First, the figure: He’s often known as the “Laughing Buddha,” but he’s not the Buddha — i.e. the historical Buddha, Gautama. He’s Budai (Chinese) or Hotei (Japanese), and is a “Chinese folkloric deity,” as Wikipedia puts it. He may be based on a historical character who lived 1100 years ago in China. Budai often carries a sack and dispenses gifts to children. So although he’s a Buddhist figure, he’s rather like Santa Claus: a fairy-tale figure who is based on a historical figure (as Santa Claus is based on Saint Nicholas) and who is adored by kids.
Imagine someone in Asia posting “Jesus quotes” (which are actually AA slogans) under a picture of Santa Claus, and you’ll get a feel for what’s going on here. No wonder Budai is laughing.
Then there’s the quote itself. Its origins are obscure, but it seems to come from the 12-step tradition, as does the wonderful Fake Buddha Quote, “Holding onto anger is like drinking poison and expecting the other person to die.”
And since the keynote of the 12-step recovery program is anonymity (as in Alcoholics Anonymous) it’s unlikely we’ll ever know who coined it.

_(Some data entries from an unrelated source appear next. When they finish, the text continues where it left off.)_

PR #8518, opened 2016-04-04
Add dropdown background

ncoden:
Add `$dropdown-background` config to allow to customize dropdown background color.

The default background value is the same (`$body-background`).

### DIFF
--- a/scss/components/_dropdown.scss
+++ b/scss/components/_dropdown.scss
@@ -10,6 +10,10 @@
 /// @type List
 $dropdown-padding: 1rem !default;
 
+/// Background for dropdown panes.
+/// @type Color
+$dropdown-background: $body-background !default;
+
 /// Border for dropdown panes.
 /// @type List
 $dropdown-border: 1px solid $medium-gray !default;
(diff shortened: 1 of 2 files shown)


ncoden:
@colin-marshall @kball

kball:
Seems reasonable to me.  What do you think @andycochran @brettsmason ?

ncoden:
BTW should I always tag someone on PR ? If yes, who, `@random()` ?

kball:
Good question @ncoden.  I don't think you should need to, we've just had a big backlog build up recently with the foundation for emails launch, some other ZURB projects, and figuring out some transitions in personel.  One of the hopes of expanding the Yetinaut program is to reduce this type of volatility.

brettsmason:
@kball no problems with it here, it makes sense. One question, do we need to add variables to the settings file? I'm sure I remember Geoff saying that the file is generated each patch. Would be good to know for future issues/Pls.

andycochran:
Agreed. :+1: This looks good / would also like clarification on `_settings.scss` (this also came up in #8431).

kball:
@brettsmason and @andycochran yes the _settings.scss is autogenerated as a part of our packaging/deploy process.  I don't think it hurts to update it as a part of the PR, but it shouldn't be necessary.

The earliest attribution I’ve seen, from 1983 (“The Promise of a New Day: A Book of Daily Meditations,” by Karen Casey and Martha Vanceburg), is to M. Kathleen Casey. I haven’t been able to find out anything about her. Possibly she was related to Karen Casey (her mother, perhaps?)
The phrase “suffering is optional” was used as the title of a 1976 book by Morris L. Haimowitz and Natalie R. Haimowitz, suggesting that the quote goes back a long way. Even earlier formulations include the variant “misery is optional,” which is found in “The Search For Serenity” (1959) by Lewis F. Presnall — a book that was (or perhaps is) used in AA.
The message itself is very congruent with the Buddha’s teachings. There is a wonderful sutta called the Sallatha Sutta, which points to the distinction between “feelings of pain” and the secondary suffering that arises from our response to that initial pain. Here’s the relevant part of the sutta:
“When touched with a feeling of pain, the uninstructed run-of-the-mill person sorrows, grieves, & laments, beats his breast, becomes distraught. So he feels two pains, physical & mental. Just as if they were to shoot a man with an arrow and, right afterward, were to shoot him with another one, so that he would feel the pains of two arrows; in the same way, when touched with a feeling of pain, the uninstructed run-of-the-mill person sorrows, grieves, & laments, beats his breast, becomes distraught. So he feels two pains, physical & mental.”
Although the sutta talks about the first kind of pain as being physical, the same principle applies to emotional pain, although the distinction between physical and emotional pain is questionable anyway. Emotional pain is felt in the body, to the extent that painkillers have been shown to reduce the pain of social isolation, for example. So this principle is applied to things like having our feelings hurt. When our feelings are hurt, this is “pain.” We often respond to hurt feelings by blaming the other person, or ourselves, and this results in more pain (“suffering.”)
“Pain is inevitable, suffering is optional” is a very valid teaching, and consonant with the Buddha’s teaching. But it’s not something that was said by the Buddha, or Hotei, or Jesus, or Santa Claus.